Count how many lines in the data hold the word "serviceName", and give that number alone.

(Dataset excerpts)
---------------

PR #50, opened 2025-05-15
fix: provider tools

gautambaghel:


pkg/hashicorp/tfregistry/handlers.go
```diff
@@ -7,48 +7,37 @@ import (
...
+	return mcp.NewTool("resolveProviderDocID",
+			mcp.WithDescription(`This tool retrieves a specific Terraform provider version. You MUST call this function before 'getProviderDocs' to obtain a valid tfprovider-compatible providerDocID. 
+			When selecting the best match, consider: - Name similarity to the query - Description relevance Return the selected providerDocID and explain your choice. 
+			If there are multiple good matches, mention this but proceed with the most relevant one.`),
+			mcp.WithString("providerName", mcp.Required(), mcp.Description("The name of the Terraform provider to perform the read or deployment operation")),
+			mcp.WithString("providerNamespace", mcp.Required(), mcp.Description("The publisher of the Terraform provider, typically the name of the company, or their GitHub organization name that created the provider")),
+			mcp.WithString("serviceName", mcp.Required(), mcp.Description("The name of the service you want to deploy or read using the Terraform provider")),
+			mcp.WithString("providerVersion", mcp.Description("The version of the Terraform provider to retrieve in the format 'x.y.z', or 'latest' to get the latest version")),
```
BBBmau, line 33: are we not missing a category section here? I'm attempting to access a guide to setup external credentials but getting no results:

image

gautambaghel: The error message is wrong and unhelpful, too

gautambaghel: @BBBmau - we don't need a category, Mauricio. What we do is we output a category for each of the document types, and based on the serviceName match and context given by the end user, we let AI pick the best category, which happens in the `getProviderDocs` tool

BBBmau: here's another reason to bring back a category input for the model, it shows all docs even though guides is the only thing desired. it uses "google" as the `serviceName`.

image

---------------

→ Result for this exercise
3